Read more about the collaboration, which commenced in 2024.

Dr Corinna Martinella (pictured below), formerly a senior scientist at ETH Zurich, said in a LinkedIn post that the research advances an understanding of the basic mechanisms of radiation damage in SiC power devices exposed to heavy ions.

The journal article in IEEEExplore describes the testing of how commercial silicon carbide (SiC) power devices. including MOSFETs and Junction Barrier Schottky (JBS) diodes, respond to space-like radiation at a microscopic level.

By using a highly focused beam of particles at the Centre for Accelerator Science, that either travel deep or stay near the surface, they studied how different kinds of radiation affect the devices.

They found that short-range particles could cause a type of damage called single event leakage current (SELC) in both older and newer versions of these devices. 

Monte Carlo simulations performed at ANSTO helped explain how particle depth affects the damage. In particular, when particles strike certain areas of a diode, they increase the electric field and trigger a chain reaction of ionisation, which may lead to lasting defects.
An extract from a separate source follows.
Issue #220, opened 2017-10-30
Schedule Page


ryefinegan:
Can we change the top title to "SCHEDULE 2017 - SEPTEMBER 25 - 29" and put the below text at the top of the schedule page?

"Thank you for an incredible Denver Startup Week 2017!  Information about submitting sessions for Denver Startup Week 2018 will be shared early next year."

Some parts of the devices, such as the source and the gate metal lines showed no signs of damage. However, there were differences in how the devices reacted depending on whether the particle beam hit directly on the source pad or off to the side. A protective polyimide layer reduced how deeply ions could penetrate in off-pad areas.
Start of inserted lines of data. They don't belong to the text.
PR #242, opened 2018-03-13
Migrate FAQ to Helpscout docs

### LINKED ISSUE #232: Migrate FAQ to be managed via Helpscout's knowledge base
We can move the existing questions/answers over to the current internal Docs instance and then access them via the API to render that page: https://developer.helpscout.com/docs-api/. Will probably have to do a bit of caching so we don't hit limits and/or to make that page load performant.

This would have the advantage of making it easier to manage that content (@ryefinegan or anyone else with Helpscout access can do it) and making it easier to access for folks doing support.

jayzes:
Fixes #232


jayzes:
@marlabrizel this is ready for initial review, I think. I did have to rebase off master to get Sidecloq integration in, so FYI.

lib/helpscout/client.rb
```diff
@@ -0,0 +1,27 @@
+module Helpscout
+  class Client
+    include HTTParty
+
+    BASE_URI = 'https://docsapi.helpscout.net/v1'.freeze
+
+    base_uri BASE_URI
+
+    def articles
+      data = self.class.get('/categories/5aa2b5f02c7d3a75495181d5/articles', basic_auth: auth)
```
marlabrizel: we should decide how we want to extract this category ID in lieu of hardcoding

marlabrizel:
Do we want to deal with category id abstraction now or is it more important to get this out ahead of the kickoff and revisit that bit later @jayzes? if latter, I will create an issue to handle. otherwise, lgtm.

jayzes:
I'm fine with getting it this out the door now and punting the category ID for a day or two. Would be good to do that as part of getting the panel picker FAQ (https://www.denverstartupweek.org/panel-picker/faq) moved over.

PR #245, opened 2018-03-18
Adds Code of Conduct

### LINKED ISSUE #236: Add Code of Conduct
@marlabrizel has a template to use, I think.

Some interesting stuff here too: https://wearemovingforward.github.io/

Code of conduct needs to live in the following places:
- Site footer partial - accessible from every page
- Mandatory "I have read and agree" checkbox on CFP submission page with link out to COC
- Main nav

marlabrizel:
Adds Code of Conduct to site
Adds permalink to footer nav
Requires CoC acceptance during CFP and Registration flows

Does some unrelated cleanup around removing unused views

closes #236


app/assets/stylesheets/redesign/views/code_of_conduct.sass
```diff
@@ -0,0 +1,19 @@
+@import ../config
+
+section.common
+  .section-content
```
jayzes: I think we need to fully scope this within that action-specific selector so it doesn't clobber other styles. I'll take a pass.

app/controllers/submissions_controller.rb
```diff
@@ -63,7 +63,7 @@ def search
   end
 
   def new
-    @submission = Submission.new(contact_email: current_user.try(:email))
+    @submission = Submission.new(contact_email: current_user.try(:email), coc_acknowledgement: false)
```
jayzes: I don't think this is needed, unless I'm missing something? I think this attribute is `nil` by default and won't validate.

jayzes:
@marlabrizel this should be good to merge now

PR #252, opened 2018-03-23
Allow clusters to be toggled active/inactive

### LINKED ISSUE #251: Clusters should be active/inactive
- Allow program clusters to be marked as active/inactive. New clusters default to active if not otherwise specified
- Remove cluster choice from CFP form
- Active Admin updates:
  - Admin can assign a cluster to a session (this should be unchanged from previous functionality)
  - Admin can only choose from active clusters; inactive clusters are not visible as an assignment choice
   - Admin can deactivate/activate clusters from within Active Admin

marlabrizel:
Removes cluster selection as an option on the CFP. Also opportunistically removes question about URM status.

Adds field to clusters wherein they can be toggled active/inactive. Administerable through admin panel. Only currently active clusters can be selected & added to a session.

Closes #251

### DIFF
--- a/app/admin/clusters.rb
+++ b/app/admin/clusters.rb
@@ -2,7 +2,7 @@ ActiveAdmin.register Cluster do
 
   menu parent: 'Sessions', priority: 1
 
-  permit_params :name, :description
+  permit_params :name, :description, :is_active
 
   index do
     selectable_column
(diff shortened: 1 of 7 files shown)


marlabrizel:
@jayzes depends on how we want to interact with clusters. If we scope it to only showing actives, then either you or I will need to go into the db to re-toggle anything we want to bring back. Thoughts?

Dr Martinella extended thanks to Dr. Ryan Drury and Dr. Zeljko Pastuovic for their invaluable support during the experiments, and to Dr. Stefania Peracchi for leading the preparation of the test campaign at ANSTO and for significant contributions throughout the entire project. All are co-authors on the publication.
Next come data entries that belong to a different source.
PR #795, opened 2019-10-24
updated dependencies, 1 bc api change

havetisyan:


mnagaya:
bouncycastle-1.63 or later is supported multi release JAR files.

https://www.bouncycastle.org/latest_releases.html

So some apps may break compatibility.

https://github.com/eclipse/jetty.project/issues/1797

This is just FYI, I will update jetty to latest.

PR #797, opened 2019-10-28
Triple brace = no escape

JesseClarkND:
Handlebars HTML-escapes values returned by a {{expression}}. If you don't want Handlebars to escape a value, use the "triple-stash", {{{.

The use of {{{ for  athenzParams = {{{json allParams}}} was leading to an xss on almost every page.

### DIFF
--- a/ui/views/layouts/main.handlebars
+++ b/ui/views/layouts/main.handlebars
@@ -20,7 +20,7 @@
           </div>
         {{/if}}
         <script type="text/javascript">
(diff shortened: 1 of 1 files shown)


havetisyan:
This change breaks the display of all users in the roles. Since the UI is presented as a reference implementation where during a development phase it can be used to add roles, see members, etc, this will break that functionality thus will not be accepted. the expectation is that the property will integrate with their own authentication system, verify and fix any csrf/xss issues before deploying this in their production.

PR #800, opened 2019-10-29
fixing xss

plmaltais:
Fix for https://hackerone.com/reports/724621


havetisyan:
a side effect of this fix is that the the admin names are now showing up with their http links as inline text. #821 addresses this issue with removing the http links and only showing the admin names.

PR #807, opened 2019-11-02
Add authorization check for update role membership

c0rvax:


havetisyan:
Thanks for the PR. However both of the changes are invalid and, in fact, will cause, auditing and governance functionality present in the server to break. 

First, ZMSResources.java is auto-generated and so no manual changes are allowed (see the comments on top of the file). If you were to make such a change, then you would update the RDL: https://github.com/yahoo/athenz/blob/master/core/zms/src/main/rdl/Role.rdli#L129 and then ZMSResources class will be automatically updated.

One limitation with RDL (this is another open source project from Yahoo: https://github.com/ardielle) it only supports having a single authorization check within an API call. in the case of role membership the logic is different:

a) if the role is marked for auditing/sox compliance then the domain admins can't add members. instead they can only add pending memory and designated users can approve those requests.
b) if the role is marked as self-serve then the users themselves can add them into the role but they'll be added in pending state and one of the domain admins must approve the request.
c) if it's a standard role, then the domain admins are authorized to add members.

So all this logic is in the isAllowedPutMembership method: https://github.com/yahoo/athenz/blob/master/servers/zms/src/main/java/com/yahoo/athenz/zms/ZMSImpl.java#L3112

Similar logic exists for putMembershipDecision api as well.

A second paper also in IEEEExplore investigated the relation between SEEs caused by heavy-Ion Irradiation and defects in SiC devices. First author PhD student Helton De Medeiros. used heavy-ion irradiation with different linear energy transfers and ion penetration ranges to investigate the radiation tolerance of SiC power diodes. 

Single event leakage current degradation was observed for ion ranges shorter than the top crystalline layer. Other techniques were applied to explain the root cause of the observed radiation effects.